第三千二百七十四回目の作品として、一の橋の付下げを紹介します。実際に制作したのは安田です。

私がかつて憧れ、北秀や千切屋治兵衛であまりの高価さに悩みながら仕入れていた安田は、安田好男さんというのですが、今回紹介する一の橋が扱う安田はその息子さんの作品になります。息子さんの作品は少し前に「雲」を紹介しましたから、今度の「うさぎ」で2点目になりますね。

安田好男さんの作品は、安田様式ともいうべき一定の形式を持っていました。
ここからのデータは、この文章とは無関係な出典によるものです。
PR #2002, opened 2024-04-29
feat: limit max execution time to 10 minutes

rvolosatovs:
## Feature or Problem

limit max execution time to 10 minutes. This should eventually be configurable on binary level via CLI flags on env vars, perhaps even per-instance or per-component via control interface. This is just the first step


brooksmtownsend (approved):
This feels good as a general max, I was going to suggest 15 minutes to match the expectation for a service like AWS lambda but I don't see a reason to change it without evidence.

Agreed that in general we should be limiting this per-component or per-function for example based on timeouts that are more specific so a general max here is good

Issue #1996, opened 2024-04-29
[BUG] Blobby example, unknown "wasi:blobstore/blobstore" target


brianw-0:
### Affected project(s)

- [ ] documentation
- [X] examples
- [ ] wasmCloud host
- [ ] wasmCloud CLI (wash)
- [ ] wasmCloud dashboard UI (washboard)
- [ ] capability providers
- [ ] provider bindgen
- [ ] control interface client
- [ ] other / not sure

### Describe the bug

This error occurs when running the Blobby example under wasmCloud/examples/rust/components. When the blobby component receives a curl command, it attempts to check if the blobstore container exists, and instead returns the error "unknown `wasi:blobstore/blobstore` target"

Nothing from the example code has been modified, so the wadm.yaml, wit, and source files remain the same as in the public repo.

### Steps to reproduce

1. wash up
2. wash app deploy wadm.yaml (from the blobby example folder)
3. curl [http://localhost:8080](http://localhost:8080)

### Expected behavior

I expected the example code to continue executing and create the corresponding container with name "default".

### Environment

* OS: Ubuntu 22.04.1
* Shell: bash
* wash: 0.27.0
* wasmcloud: 1.0.0

### Screenshots / Logs / Additional context

Running the commands from the wasmCloud/examples/rust/components/blobby directory:

```
> wash app deploy wadm.yaml
Successfully deployed model blobby v0.0.1

> curl localhost:8080
Error when communicating with blobstore: unknown `wasi:blobstore/blobstore` target
```

brooksmtownsend:
I didn't consider that merging the PR would mark this as "completed", I was able to make it work with this fix but please let me know if it works for you! If it doesn't we can reopen

brianw-0:
Thank you for the fast response!  I applied the fix but I still get a blobstore error (although slightly different this time): 
```
Error when communicating with blobstore: function failed: failed to lookup creation date: creation time is not available on this platform currently
```

brooksmtownsend:
Woah, that's surprising. That error is coming back from the standard Rust library, so it must be an issue we need to compensate for in our blobstore provider. I suppose we could just default at 0, or the UNIX epoch, if the OS doesn't support the creation time.

Thoughts @thomastaylor312 ? Not sure if you've seen this handled in a different way

thomastaylor312:
Honestly I think that fix will work just fine

brooksmtownsend:
[...]

PR #2005, opened 2024-04-29
fix/blobstore fs creation time

brooksmtownsend:
## Feature or Problem
This PR fixes an issue where creation time may not be a supported API on a platform, so we support a reasonable fallback.

## Related Issues
Addresses the second issue in #1996

## Release Information
blobstore-fs v0.6.1

### DIFF
--- a/crates/provider-blobstore-fs/src/lib.rs
+++ b/crates/provider-blobstore-fs/src/lib.rs
@@ -6,7 +6,7 @@ use std::collections::HashMap;
 use std::io::SeekFrom;
 use std::path::{Path, PathBuf};
 use std::sync::Arc;
-use std::time::SystemTime;
+use std::time::{Duration, SystemTime};
 
 use anyhow::{anyhow, bail, Context as _};
 use bytes::{Bytes, BytesMut};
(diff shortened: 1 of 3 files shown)


crates/provider-blobstore-fs/src/lib.rs
```diff
@@ -261,10 +261,15 @@ impl Blobstore for FsProvider {
...
-                        .duration_since(SystemTime::UNIX_EPOCH)
-                        .context("creation time before Unix epoch")?;
+
+                    let created_at = if let Ok(created_time) = md.created() {
+                        created_time
+                            .duration_since(SystemTime::UNIX_EPOCH)
+                            .context("creation time before Unix epoch")?
+                    } else {
+                        // NOTE: Some platforms don't have support for creation time, so we default to the unix epoch
+                        std::time::Duration::from_secs(0)
```
rvolosatovs, line 271:
```suggestion
                        Duration::from_secs(0)
```

crates/provider-blobstore-fs/src/lib.rs
```diff
@@ -508,10 +513,15 @@ impl Blobstore for FsProvider {
...
```
rvolosatovs, line 523:
```suggestion
                        Duration::from_secs(0)
```

rvolosatovs (approved):
I would expect the error from `md.created()` to be logged as well (at least as debug)

brooksmtownsend:
@rvolosatovs left it at debug for now just because it could get annoying if at a `warn`, but we can level it up if needed

crates/provider-blobstore-fs/src/lib.rs
```diff
@@ -258,13 +258,22 @@ impl Blobstore for FsProvider {
...
-                        .duration_since(SystemTime::UNIX_EPOCH)
-                        .context("creation time before Unix epoch")?;
+
+                    let created_at = if let Ok(created_time) = md.created() {
+                        created_time
+                            .duration_since(SystemTime::UNIX_EPOCH)
+                            .context("creation time before Unix epoch")?
+                    } else {
+                        // NOTE: Some platforms don't have support for creation time, so we default to the unix epoch
+                        debug!(
```
rvolosatovs, line 271: nit; can we get the error printed here as well, otherwise this is not too helpful? (probably want to use a `match`)

rvolosatovs (approved):

crates/provider-blobstore-fs/src/lib.rs
brooksmtownsend: Oh, yes

PR #2006, opened 2024-04-29
feat(providers): allow missing default connection for redis

vados-cosmonic:
## Feature or Problem

Without a default connection the redis KV provider would normally fail to start -- this can be quite confusing considering usually a connetion is not expected to be made yet.

This commit refactors the conenction logic to allow running a provider without a pre-made default connection, and creates one upon the first connection of an actor that relies on the default
connection (i.e. doesn't have a connection specified via link config).

### DIFF
--- a/Cargo.lock
+++ b/Cargo.lock
@@ -5974,7 +5974,7 @@ dependencies = [
 
 [[package]]
 name = "wasmcloud-provider-keyvalue-redis"
-version = "0.24.0"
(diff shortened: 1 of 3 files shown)


brooksmtownsend (approved):
Makes sense, good to let the provider run and only connect on behalf of a component 👍🏻

rvolosatovs (approved):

雪輪、扇面、色紙あるいは短冊などの取り方があって、その内部を友禅の割り付け文、箔、描き疋田あるいは刺繍でこれでもかというぐらい重加飾をし、一方で取り方の外部は波や松などをさらっと白揚げの友禅で描くというものでした。

すなわち、取り方の内部は江戸前期までの権力者好みの重厚な装飾であり、取り方の外部は江戸後期に現れる粋な文化を思わせる装飾なのです。1枚の着物で、何百年かの小袖の歴史を説明してしまうんですね。だからこそ、安田様式はもはや進歩する必要のない完璧な様式であり、かつ誰でも真似できて模倣品が氾濫するという欠点を持ったものでした。

私は、息子は安田様式を受け継いで正統な模倣品をつくるものと思っていました。ところが全然違ったのです。なんだか親より才能があるみたいですね。なんと自分で下絵を描くそうです。自分で筆を持たずコンダクターの立場でいる従来の京都の悉皆屋とは違うようです。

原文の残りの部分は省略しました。